# Corsair Graphite owners clubhouse



## (FIH) The Don (Sep 7, 2011)

This is a little clubhouse for us who owns a Corsair 600T

link to product 600T

It comes in Black and White with black insides.

with and without a windows/sidemesh/full panel












Come on in!!​


----------



## (FIH) The Don (Sep 7, 2011)

*(FIH) The Don | 600T Black (used to be)
DanishDevil | 600T White
random | 600T Black with window
sneekypeet | 600T White  
20mmrain | 600T White *​


----------



## (FIH) The Don (Sep 7, 2011)

currently painting my 600T in bright yellow with black internals and details 

first i wanted something black and blue or red, but meh, those combos are everywhere, but not black and yellow lol 

first i painted the shell in white, then i thought it was ready for yellow paint, but i found out it covers like shite  so back to white base and enough of it, then yellow


----------



## DanishDevil (Sep 7, 2011)

You know what would look hot? A DFI board in it. Add me to the list, 600T SE here 














































I've been on a techstation for a really long time (about 2.5 years) and this is my first case since. More of a pain than a workstation, but as far as cases go, by far the easiest case to get a really clean looking build with


----------



## (FIH) The Don (Sep 7, 2011)

rig looks crazy DD !

color scheme matches perfectly 

wouldnt it be better with a 90 degree fitting on the cpu block? looks very tight  to me lol

added!


----------



## PopcornMachine (Sep 7, 2011)

White tubing is perfect in that black and white case.  Very clean job.


----------



## Frizz (Sep 8, 2011)

Hands down best case I've ever owned, there are barely any cables visible! There is so much room in the case which makes airflow that much better ^_^. Here are a few older shots, I'll post my crossfire setup a bit later when I do my next cleaning lol.


----------



## sneekypeet (Sep 8, 2011)

you know Don, when I first saw this thread, my first thought was really? Now I am seeing the rigs, and I figured I better get "hers" in here before everyone comes up with something better, like yours and Devil's, no offense intended Random, clean rig, just think you miss so much character of the case with the black model

So anyways, enough bashing Don and liking what I have seen so far, so here is the open side of her rig...


----------



## (FIH) The Don (Sep 8, 2011)

random said:


> Hands down best case I've ever owned, there are barely any cables visible! There is so much room in the case which makes airflow that much better ^_^. Here are a few older shots, I'll post my crossfire setup a bit later when I do my next cleaning lol.
> 
> http://img64.imageshack.us/img64/9777/img0055wx.jpg
> http://img163.imageshack.us/img163/5441/img0203nh.jpg



yeah it gives you the same feeling as the 800D really, same quality feel 

nice setup btw 



sneekypeet said:


> you know Don, when I first saw this thread, my first thought was really? Now I am seeing the rigs, and I figured I better get "hers" in here before everyone comes up with something better, like yours and Devil's, no offense intended Random, clean rig, just think you miss so much character of the case with the black model
> 
> So anyways, enough bashing Don and liking what I have seen so far, so here is the open side of her rig...
> http://img.techpowerup.org/110908/30.jpg








you ignorant case basher lol 

but yeah, like we talked about ealier the lines really stands out with the white one, its amazing how much a difference there is 


jk  but i love her's  even if you build it, or did you?


----------



## sneekypeet (Sep 8, 2011)

I think she can assemble one, but she has that fear factor of breaking things, so she leaves the assembly to me.

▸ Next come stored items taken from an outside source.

PR #12305, opened 2019-01-21
Document proxy flows

deitch:
Document flows of proxy requests for aggregated API. 

As discussed with @liggitt .

PR #12890, opened 2019-02-28
Document issues when client CA options conflict

deitch:
As discussed in Slack with @liggitt , this PR documents the potential conflict issues that arise when enabling aggregation API Server via `--requestheader-client-ca-file` vs `--client-ca-file`.

### DIFF
--- a/content/en/docs/tasks/access-kubernetes-api/configure-aggregation-layer.md
+++ b/content/en/docs/tasks/access-kubernetes-api/configure-aggregation-layer.md
@@ -19,7 +19,11 @@ Configuring the [aggregation layer](/docs/concepts/extend-kubernetes/api-extensi
 {{< include "task-tutorial-prereqs.md" >}} {{< version-check >}}
 
 {{< note >}}
-There are a few setup requirements for getting the aggregation layer working in your environment to support mutual TLS auth between the proxy and extension apiservers. Kubernetes and the kube-apiserver have multiple CAs, so make sure that the proxy is signed by the aggregation layer CA and not by something else, like the master CA. Also note that reusing the same CA for different client types can negatively impact the ability of the cluster to function. See the explanation at the end of this document.
+There are a few setup requirements for getting the aggregation layer working in your environment to support mutual TLS auth between the proxy and extension apiservers. Kubernetes and the kube-apiserver have multiple CAs, so make sure that the proxy is signed by the aggregation layer CA and not by something else, like the master CA. 
+
+{{< caution >}}
+Reusing the same CA for different client types can negatively impact the cluster's ability to function. For more information, see ["CA Reusage and Conflicts"][ca-reusage-and-conflicts].
+{{< /caution >}}
 {{< /note >}}
 
 {{% /capture %}}
--- a/content/en/docs/tasks/access-kubernetes-api/configure-aggregation-layer.md
+++ b/content/en/docs/tasks/access-kubernetes-api/configure-aggregation-layer.md
@@ -212,7 +212,7 @@ Each of these functions independently and can conflict with each other, if not u
 
 If _both_ `--client-ca-file` and `--requestheader-client-ca-file` are provided, then the request first checks the `--requestheader-client-ca-file` CA and then the `--client-ca-file`. Normally, different CAs, either root CAs or intermediate CAs, are used for each of these options; regular client requests match against `--client-ca-file`, while aggregation requests match against `--requestheader-client-ca-file`. However, if both use the _same_ CA, then client requests that normally would pass via `--client-ca-file` will fail, because the CA will match the CA in `--requestheader-client-ca-file`, but the common name `CN=` will **not** match one of the acceptable common names in `--requestheader-allowed-names`. This can cause your kubelets and other control plane components, as well as end-users, to be unable to authenticate to the Kubernetes apiserver.
 
-For this reason, you **should** use different CA certs for the `--client-ca-file` option - to authorize control plane components and end-users - and the `--requestheader-client-ca-file` option - to authorize aggregation apiserver requests.
+For this reason, use different CA certs for the `--client-ca-file` option - to authorize control plane components and end-users - and the `--requestheader-client-ca-file` option - to authorize aggregation apiserver requests.
 
 {{< warning >}}
 Do **not** reuse a CA that is used in a different context unless you understand the risks and the mechanisms to protect the CA's usage.
--- a/content/en/docs/tasks/access-kubernetes-api/configure-aggregation-layer.md
+++ b/content/en/docs/tasks/access-kubernetes-api/configure-aggregation-layer.md
@@ -200,7 +200,7 @@ Enable the aggregation layer via the following `kube-apiserver` flags. They may 
 
 ### CA Reusage and Conflicts
 
-It is important to note that the Kubernetes apiserver has **two** client CA options:
+The Kubernetes apiserver has two client CA options:
 
 * `--client-ca-file`
 * `--requestheader-client-ca-file`
--- a/content/en/docs/tasks/access-kubernetes-api/configure-aggregation-layer.md
+++ b/content/en/docs/tasks/access-kubernetes-api/configure-aggregation-layer.md
@@ -19,12 +19,12 @@ Configuring the [aggregation layer](/docs/concepts/extend-kubernetes/api-extensi
 {{< include "task-tutorial-prereqs.md" >}} {{< version-check >}}
 
 {{< note >}}
-There are a few setup requirements for getting the aggregation layer working in your environment to support mutual TLS auth between the proxy and extension apiservers. Kubernetes and the kube-apiserver have multiple CAs, so make sure that the proxy is signed by the aggregation layer CA and not by something else, like the master CA.
+There are a few setup requirements for getting the aggregation layer working in your environment to support mutual TLS auth between the proxy and extension apiservers. Kubernetes and the kube-apiserver have multiple CAs, so make sure that the proxy is signed by the aggregation layer CA and not by something else, like the master CA. Also note that reusing the same CA for different client types can negatively impact the ability of the cluster to function. See the explanation at the end of this document.
 {{< /note >}}
 
 {{% /capture %}}
 
-{{% capture authflow %}}
+{{% capture steps %}}
 
 ## Authentication Flow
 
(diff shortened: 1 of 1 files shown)


deitch:
/assign @tfogo 
cc @liggitt 
(as suggested by the Prow Robot)

deitch:
Follow on to the already merged #12305

content/en/docs/tasks/access-kubernetes-api/configure-aggregation-layer.md
```diff
@@ -198,6 +198,22 @@ Enable the aggregation layer via the following `kube-apiserver` flags. They may
...
+
+If _both_ `--client-ca-file` and `--requestheader-client-ca-file` are provided, then the request first checks the `--requestheader-client-ca-file` CA and then the `--client-ca-file`. Normally, different CAs, either root CAs or intermediate CAs, are used for each of these options; regular client requests match against `--client-ca-file`, while aggregation requests match against `--requestheader-client-ca-file`. However, if both use the _same_ CA, then client requests that normally would pass via `--client-ca-file` will fail, because the CA will match the CA in `--requestheader-client-ca-file`, but the common name `CN=` will **not** match one of the acceptable common names in `--requestheader-allowed-names`. This can cause your kubelets and other control plane components, as well as end-users, to be unable to authenticate to the Kubernetes apiserver.
```
liggitt: I think it's worth calling out in this doc that the requestheader flags set up an authenticating proxy, and publish that config for consumption by aggregated API servers, but most of this detail about the interaction between x509 and requestheader authenticators is not aggregator-specific, and should go in https://kubernetes.io/docs/reference/access-authn-authz/authentication/#authenticating-proxy and https://kubernetes.io/docs/reference/access-authn-authz/authentication/#x509-client-certs

deitch: I think it does that [here](https://github.com/kubernetes/website/blob/5b0a08a3c92a3e71ff25f99f1e072e97f5fc742c/content/en/docs/tasks/access-kubernetes-api/configure-aggregation-layer.md#kubernetes-apiserver-client-authentication) from the previous PR. Is that sufficient?

deitch:
Also fixed the capture tag issues raised [here](https://github.com/kubernetes/website/pull/12305#discussion_r261203747)

content/en/docs/tasks/access-kubernetes-api/configure-aggregation-layer.md
```diff
@@ -19,12 +19,12 @@ Configuring the [aggregation layer](/docs/concepts/extend-kubernetes/api-extensi
 {{< include "task-tutorial-prereqs.md" >}} {{< version-check >}}
 
 {{< note >}}
-There are a few setup requirements for getting the aggregation layer working in your environment to support mutual TLS auth between the proxy and extension apiservers. Kubernetes and the kube-apiserver have multiple CAs, so make sure that the proxy is signed by the aggregation layer CA and not by something else, like the master CA.
+There are a few setup requirements for getting the aggregation layer working in your environment to support mutual TLS auth between the proxy and extension apiservers. Kubernetes and the kube-apiserver have multiple CAs, so make sure that the proxy is signed by the aggregation layer CA and not by something else, like the master CA. Also note that reusing the same CA for different client types can negatively impact the ability of the cluster to function. See the explanation at the end of this document.
```
zacharysarah: I would highlight this as a [caution](https://kubernetes.io/docs/contribute/style/style-guide/#caution) and re-word it slightly.

```suggestion
There are a few setup requirements for getting the aggregation layer working in your environment to support mutual TLS auth between the proxy and extension apiservers. Kubernetes and the kube-apiserver have multiple CAs, so make sure that the proxy is signed by the aggregation layer CA and not by something else, like the master CA. 

{{< caution >}}
Reusing the same CA for different client types can negatively impact the cluster's ability to function. For more information, see ["CA Reusage and Conflicts"][ca-reusage-and-conflicts].
{{< /caution >}}
```

content/en/docs/tasks/access-kubernetes-api/configure-aggregation-layer.md
```diff
@@ -198,6 +194,22 @@ Enable the aggregation layer via the following `kube-apiserver` flags. They may
     --proxy-client-cert-file=<path to aggregator proxy cert>
     --proxy-client-key-file=<path to aggregator proxy key>
 
+### CA Reusage and Conflicts
+
+It is important to note that the Kubernetes apiserver has **two** client CA options:
```
zacharysarah:
```suggestion
The Kubernetes apiserver has two client CA options:
```

content/en/docs/tasks/access-kubernetes-api/configure-aggregation-layer.md
```diff
@@ -198,6 +194,22 @@ Enable the aggregation layer via the following `kube-apiserver` flags. They may
...
+
+If _both_ `--client-ca-file` and `--requestheader-client-ca-file` are provided, then the request first checks the `--requestheader-client-ca-file` CA and then the `--client-ca-file`. Normally, different CAs, either root CAs or intermediate CAs, are used for each of these options; regular client requests match against `--client-ca-file`, while aggregation requests match against `--requestheader-client-ca-file`. However, if both use the _same_ CA, then client requests that normally would pass via `--client-ca-file` will fail, because the CA will match the CA in `--requestheader-client-ca-file`, but the common name `CN=` will **not** match one of the acceptable common names in `--requestheader-allowed-names`. This can cause your kubelets and other control plane components, as well as end-users, to be unable to authenticate to the Kubernetes apiserver.
+
+For this reason, you **should** use different CA certs for the `--client-ca-file` option - to authorize control plane components and end-users - and the `--requestheader-client-ca-file` option - to authorize aggregation apiserver requests.
```
zacharysarah:
```suggestion
For this reason, use different CA certs for the `--client-ca-file` option - to authorize control plane components and end-users - and the `--requestheader-client-ca-file` option - to authorize aggregation apiserver requests.
```

deitch:
> With these changes, this PR is ready to go

No problem, updating now.

deitch:
All taken, thank you. Back at @liggitt

deitch:
@liggitt / @zacharysarah - can we get an approval, or any requested additional changes? Thanks.

camper42:
@deitch 
In document:
> However, if both use the same CA, then client requests that normally would pass via --client-ca-file will fail, because the CA will match the CA in --requestheader-client-ca-file, but the common name CN= will not match one of the acceptable common names in --requestheader-allowed-names. This can cause your kubelets and other control plane components, as well as end-users, to be unable to authenticate to the Kubernetes apiserver.

if front proxy certificate check pass, then CN check at:
https://github.com/kubernetes/apiserver/blame/master/pkg/authentication/request/x509/x509.go#L158
if CN of front proxy cert not match allowed CommonNames, check will failed with an error

front proxy authenticator and x.509 client cert check union with `FailOnError = false`
https://github.com/kubernetes/apiserver/blame/master/pkg/authentication/authenticatorfactory/delegating.go#L115

if front proxy auth failed due to disallowed CommonName, apiserver will continue do x.509 client cert auth. This is different with doc.
https://github.com/kubernetes/apiserver/blame/master/pkg/authentication/request/union/union.go#L57

Am I find wrong code or I missed something?

deitch:
> Am I find wrong code or I missed something?

@camper42 I am not sure. 

The scenario is:

1. request comes in
2. CA that signed cert matches the CA in `--requestheader-client-ca-file`
3. CN in the cert does **not** match the a CN in `--requestheader-allowed-names`
4. Request is rejected.

I think you are saying that, as you read the code, at stage 4, rather than the request being _rejected_ it should be passed through to see if it matches any other method, i.e. `--client-ca-file`. 

In practice, I know that it does not, i.e. the above steps (and hence the documentation) are correct, unless something changed in 1.13+ (my last round of testing was on the 1.12.x series).

camper42:
thanks @deitch 

> I think you are saying that, as you read the code, at stage 4, rather than the request being rejected it should be passed through to see if it matches any other method, i.e. --client-ca-file.

Yes, that's what I mean.
It seems that the code related to certification has not changed recently.

Why request is rejected? `x509: subject with cn=%s is not in the allowed list`?
Any log or other info?

By default, unionAuthRequestHandler is not short-circuited by error, and it seems that the code related has not changed recently.
Is there a possibility that request pass the authenticate but with the wrong entity(user, group...) and then failed the authorize?

and I will do some experiments later.

deitch:
> Why request is rejected?

Based on my understanding, for the reasons described in the doc changes in this PR. But based on your exploration of the code, that shouldn't happen. Is it possible this code flow is not invoked?

> and I will do some experiments later.

Very interested in what you find.

camper42:
@deitch sorry for being late

```
~ $ kubectl version
Client Version: version.Info{Major:"1", Minor:"13", GitVersion:"v1.13.1", GitCommit:"eec55b9ba98609a46fee712359c7b5b365bdd920", GitTreeState:"archive", BuildDate:"2019-02-14T14:21:03Z", GoVersion:"go1.11.4", Compiler:"gc", Platform:"linux/amd64"}
Server Version: version.Info{Major:"1", Minor:"13", GitVersion:"v1.13.1", GitCommit:"eec55b9ba98609a46fee712359c7b5b365bdd920", GitTreeState:"clean", BuildDate:"2018-12-13T10:31:33Z", GoVersion:"go1.11.2", Compiler:"gc", Platform:"linux/amd64"}
```

APIServer Flags:
```
          "--client-ca-file=/etc/ssl/douban/dae_ca.crt",
          "--tls-cert-file=/etc/ssl/k8s/kubernetes.cer",
          "--tls-private-key-file=/etc/ssl/k8s/kubernetes.key",
          "--kubelet-client-certificate=/etc/ssl/k8s/kubernetes.cer",
          "--kubelet-client-key=/etc/ssl/k8s/kubernetes.key",
          "--requestheader-client-ca-file=/etc/ssl/douban/dae_ca.crt",
          "--requestheader-allowed-names=kubernetes",
          "--requestheader-extra-headers-prefix=X-Remote-Extra-",
          "--requestheader-group-headers=X-Remote-Group",
          "--requestheader-username-headers=X-Remote-User",
```

`client-ca-file` and `requestheader-client-ca-file` are same, and `requestheader-allowed-names` only has `kubernetes`

image

as the image above shows, client cert pass the authenticate even if its CN`client` not in `requestheader-allowed-names`

deitch:
Strange. Yet we know it was an issue. @liggitt thoughts?

ikalnytskyi:
Hey guys!

I wonder what consequences it would have to use the came CA to issue fron-proxy certificate? I manage PKI on my own and I can ensure that there will be no *client* with `CN` that matches front-proxy's CN, and as @camper42 pointed out Kubernetes does fallback on client authentication if requestheader authenticated failed (because CN didn't match).

/cc @liggitt @deitch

I still have plans to add the triple to the top, but I just don't seem to have the time or really the ambition to hack the 600 apart.


----------



## (FIH) The Don (Sep 8, 2011)

its pretty simple really, 

if you got a cutting tool, the system taken apart, im sure you can do the cut within 10 minuts and make holes for mounts, 
+ cut the flat plastic area under the top mesh


----------



## 20mmrain (Sep 8, 2011)

Here is mine right at the moment still in the process of doing some mods will post again when those are completed....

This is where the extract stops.